◆ Available records:
PR #251, opened 2026-04-30
TokenRing: flatten 2D prompts before measuring length (#220)

### LINKED ISSUE #220: TokenRing.loadPrompt crash: prompt.dim(0) returns batch dim for 2D tensors
Hey! 👋

I ran into a crash when using `repetitionPenalty` with Gemma 3 VLM (QAT 4-bit). The issue is in `TokenRing.loadPrompt()` in `Evaluate.swift`.

## The bug

`loadPrompt` uses `prompt.dim(0)` to get the number of tokens, but when the prompt is 2D `(1, seqLen)`, `dim(0)` returns `1` (the batch dimension) instead of the actual sequence length.

This causes the ring buffer to be incorrectly sized — the prompt gets flattened to `(seqLen,)` via `reshaped(-1)` but the capacity check used `n=1`, so the buffer ends up with shape `(seqLen + capacity - 1,)` instead of `(capacity,)`. Then `append()` tries `MLX.where(positions, token, buffer)` where `positions` has shape `(capacity,)` and `buffer` has shape `(seqLen,)` → broadcast crash.

```
Fatal error: [broadcast_shapes] Shapes (64) and (1009) cannot be broadcast.
```

## Suggested fix

In `TokenRing.loadPrompt`, flatten the prompt before measuring its length:

```swift
mutating func loadPrompt(_ prompt: MLXArray) {
    let promptTokens = prompt.asType(.int32).reshaped(-1)  // flatten first
    let n = promptTokens.dim(0)  // now always gives seq length
    ...
}
```

## Repro

Any model with a prompt longer than `repetitionContextSize` (default 64) and a 2D prompt tensor `(1, seqLen)`:

```swift
let params = GenerateParameters(
    maxTokens: 100,
    temperature: 0.7,
    repetitionPenalty: 1.1,
    repetitionContextSize: 64
)
// → crash during first token generation
```

Introduced in f7a235d. Thanks for the great library! 🙏

john-rocky:
## Summary

Fixes #220.

\`TokenRing.loadPrompt\` measured prompt length with \`prompt.dim(0)\`, which returns the batch dimension for a 2D \`(1, L)\` tensor — the standard shape that comes out of every \`*Processor.prepare\` implementation. As a result the ring buffer was sized to length \`L\` (via \`reshaped(-1)\`) while \`count\` was set to \`1\`, producing internally inconsistent state that crashed the next \`append()\`:

\`\`\`
Fatal error: [broadcast_shapes] Shapes (64) and (1009) cannot be broadcast.
\`\`\`

The fix flattens before measuring length so 2D and 1D prompts are treated identically.

## Verification (M4 Max)

\`Tests/MLXLMTests/TokenRingTests.swift\` exercises the path through the public \`RepetitionContext\` (which wraps \`TokenRing\`):

| test | input | pre-fix | post-fix |
|---|---|---|---|
| \`test2DPromptLongerThanContextDoesNotCrash\` | \`(1, 1009)\`, ctx=64 | \`broadcast_shapes\` fatal | passes |
| \`test2DPromptShorterThanContextDoesNotCrash\` | \`(1, 32)\`, ctx=64 | inconsistent state | passes |
| \`test1DPromptStillWorks\` | \`(200,)\`, ctx=64 | already worked | regression guard |

\`\`\`
Test Case 'test1DPromptStillWorks' passed (0.021 seconds)
Test Case 'test2DPromptLongerThanContextDoesNotCrash' passed (0.001 seconds)
Test Case 'test2DPromptShorterThanContextDoesNotCrash' passed (0.001 seconds)
\`\`\`

Run via:

\`\`\`bash
  -only-testing:MLXLMTests/TokenRingTests \\
  -skipMacroValidation
\`\`\`

## Test plan

- [x] \`swift build\` clean.
- [x] Three regression tests pin the 2D-prompt contract on \`RepetitionContext\` (which is the path #220 reports).
- [ ] Reviewers running a 1000+ token prompt with \`repetitionPenalty: 1.1\`, \`repetitionContextSize: 64\` should no longer crash.

### DIFF
--- a/Libraries/MLXLMCommon/Evaluate.swift
+++ b/Libraries/MLXLMCommon/Evaluate.swift
@@ -334,19 +334,24 @@ struct TokenRing {
 
     /// Bulk-load from a prompt. Keeps the last `capacity` tokens.
     mutating func loadPrompt(_ prompt: MLXArray) {
-        let n = prompt.dim(0)
-        let promptTokens = prompt.asType(.int32)
+        // Flatten first so 2D `(B, L)` prompts are treated as length `L` rather
+        // than `B`. Without this, 2D prompts (which is the standard shape from
+        // `*Processor.prepare`) underflow capacity, leaving `buffer` shaped
+        // `(L,)` instead of `(capacity,)` and breaking `append()`'s
+        // mask broadcast.
+        let promptTokens = prompt.asType(.int32).reshaped(-1)
+        let n = promptTokens.dim(0)
         if n <= capacity {
             if n < capacity {
                 let padding = MLXArray.zeros([capacity - n], type: Int32.self)
-                buffer = concatenated([promptTokens.reshaped(-1), padding])
+                buffer = concatenated([promptTokens, padding])
             } else {
-                buffer = promptTokens.reshaped(-1)
+                buffer = promptTokens
             }
             count = n
             writeIndex = n % capacity
         } else {
-            buffer = promptTokens[(-capacity)...].reshaped(-1)
+            buffer = promptTokens[(-capacity)...]
             count = capacity
             writeIndex = 0
         }
--- a/Tests/MLXLMTests/TokenRingTests.swift
+++ b/Tests/MLXLMTests/TokenRingTests.swift
@@ -1,0 +1,67 @@
+// Copyright © 2026 Apple Inc.
+//
+// Verifies the #220 fix: `TokenRing.loadPrompt` must measure prompt length
+// after flattening. Prompts coming from `*Processor.prepare` are typically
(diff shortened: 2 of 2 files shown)


ptsochantaris:
This looks like https://github.com/ml-explore/mlx-swift-lm/pull/170?

john-rocky:
Thanks for the pointer @ptsochantaris — yes, this is the same fix that #170 already lands. Both PRs flatten the prompt before measuring length, with #170 using the cleaner `.flattened().count` form. #170 also has broader test coverage across the three penalty contexts (Repetition / Presence / Frequency).

Closing this in favor of #170. The issue I closed against (#220) reports the same root cause as #170's #168 — different reporters, same bug.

◆ What is being asked: Copy all of the data above, character for character.

◆ Solution below:
PR #251, opened 2026-04-30
TokenRing: flatten 2D prompts before measuring length (#220)

### LINKED ISSUE #220: TokenRing.loadPrompt crash: prompt.dim(0) returns batch dim for 2D tensors
Hey! 👋

I ran into a crash when using `repetitionPenalty` with Gemma 3 VLM (QAT 4-bit). The issue is in `TokenRing.loadPrompt()` in `Evaluate.swift`.

## The bug

`loadPrompt` uses `prompt.dim(0)` to get the number of tokens, but when the prompt is 2D `(1, seqLen)`, `dim(0)` returns `1` (the batch dimension) instead of the actual sequence length.

This causes the ring buffer to be incorrectly sized — the prompt gets flattened to `(seqLen,)` via `reshaped(-1)` but the capacity check used `n=1`, so the buffer ends up with shape `(seqLen + capacity - 1,)` instead of `(capacity,)`. Then `append()` tries `MLX.where(positions, token, buffer)` where `positions` has shape `(capacity,)` and `buffer` has shape `(seqLen,)` → broadcast crash.

```
Fatal error: [broadcast_shapes] Shapes (64) and (1009) cannot be broadcast.
```

## Suggested fix

In `TokenRing.loadPrompt`, flatten the prompt before measuring its length:

```swift
mutating func loadPrompt(_ prompt: MLXArray) {
    let promptTokens = prompt.asType(.int32).reshaped(-1)  // flatten first
    let n = promptTokens.dim(0)  // now always gives seq length
    ...
}
```

## Repro

Any model with a prompt longer than `repetitionContextSize` (default 64) and a 2D prompt tensor `(1, seqLen)`:

```swift
let params = GenerateParameters(
    maxTokens: 100,
    temperature: 0.7,
    repetitionPenalty: 1.1,
    repetitionContextSize: 64
)
// → crash during first token generation
```

Introduced in f7a235d. Thanks for the great library! 🙏

john-rocky:
## Summary

Fixes #220.

\`TokenRing.loadPrompt\` measured prompt length with \`prompt.dim(0)\`, which returns the batch dimension for a 2D \`(1, L)\` tensor — the standard shape that comes out of every \`*Processor.prepare\` implementation. As a result the ring buffer was sized to length \`L\` (via \`reshaped(-1)\`) while \`count\` was set to \`1\`, producing internally inconsistent state that crashed the next \`append()\`:

\`\`\`
Fatal error: [broadcast_shapes] Shapes (64) and (1009) cannot be broadcast.
\`\`\`

The fix flattens before measuring length so 2D and 1D prompts are treated identically.

## Verification (M4 Max)

\`Tests/MLXLMTests/TokenRingTests.swift\` exercises the path through the public \`RepetitionContext\` (which wraps \`TokenRing\`):

| test | input | pre-fix | post-fix |
|---|---|---|---|
| \`test2DPromptLongerThanContextDoesNotCrash\` | \`(1, 1009)\`, ctx=64 | \`broadcast_shapes\` fatal | passes |
| \`test2DPromptShorterThanContextDoesNotCrash\` | \`(1, 32)\`, ctx=64 | inconsistent state | passes |
| \`test1DPromptStillWorks\` | \`(200,)\`, ctx=64 | already worked | regression guard |

\`\`\`
Test Case 'test1DPromptStillWorks' passed (0.021 seconds)
Test Case 'test2DPromptLongerThanContextDoesNotCrash' passed (0.001 seconds)
Test Case 'test2DPromptShorterThanContextDoesNotCrash' passed (0.001 seconds)
\`\`\`

Run via:

\`\`\`bash
  -only-testing:MLXLMTests/TokenRingTests \\
  -skipMacroValidation
\`\`\`

## Test plan

- [x] \`swift build\` clean.
- [x] Three regression tests pin the 2D-prompt contract on \`RepetitionContext\` (which is the path #220 reports).
- [ ] Reviewers running a 1000+ token prompt with \`repetitionPenalty: 1.1\`, \`repetitionContextSize: 64\` should no longer crash.

### DIFF
--- a/Libraries/MLXLMCommon/Evaluate.swift
+++ b/Libraries/MLXLMCommon/Evaluate.swift
@@ -334,19 +334,24 @@ struct TokenRing {
 
     /// Bulk-load from a prompt. Keeps the last `capacity` tokens.
     mutating func loadPrompt(_ prompt: MLXArray) {
-        let n = prompt.dim(0)
-        let promptTokens = prompt.asType(.int32)
+        // Flatten first so 2D `(B, L)` prompts are treated as length `L` rather
+        // than `B`. Without this, 2D prompts (which is the standard shape from
+        // `*Processor.prepare`) underflow capacity, leaving `buffer` shaped
+        // `(L,)` instead of `(capacity,)` and breaking `append()`'s
+        // mask broadcast.
+        let promptTokens = prompt.asType(.int32).reshaped(-1)
+        let n = promptTokens.dim(0)
         if n <= capacity {
             if n < capacity {
                 let padding = MLXArray.zeros([capacity - n], type: Int32.self)
-                buffer = concatenated([promptTokens.reshaped(-1), padding])
+                buffer = concatenated([promptTokens, padding])
             } else {
-                buffer = promptTokens.reshaped(-1)
+                buffer = promptTokens
             }
             count = n
             writeIndex = n % capacity
         } else {
-            buffer = promptTokens[(-capacity)...].reshaped(-1)
+            buffer = promptTokens[(-capacity)...]
             count = capacity
             writeIndex = 0
         }
--- a/Tests/MLXLMTests/TokenRingTests.swift
+++ b/Tests/MLXLMTests/TokenRingTests.swift
@@ -1,0 +1,67 @@
+// Copyright © 2026 Apple Inc.
+//
+// Verifies the #220 fix: `TokenRing.loadPrompt` must measure prompt length
+// after flattening. Prompts coming from `*Processor.prepare` are typically
(diff shortened: 2 of 2 files shown)


ptsochantaris:
This looks like https://github.com/ml-explore/mlx-swift-lm/pull/170?

john-rocky:
Thanks for the pointer @ptsochantaris — yes, this is the same fix that #170 already lands. Both PRs flatten the prompt before measuring length, with #170 using the cleaner `.flattened().count` form. #170 also has broader test coverage across the three penalty contexts (Repetition / Presence / Frequency).

Closing this in favor of #170. The issue I closed against (#220) reports the same root cause as #170's #168 — different reporters, same bug.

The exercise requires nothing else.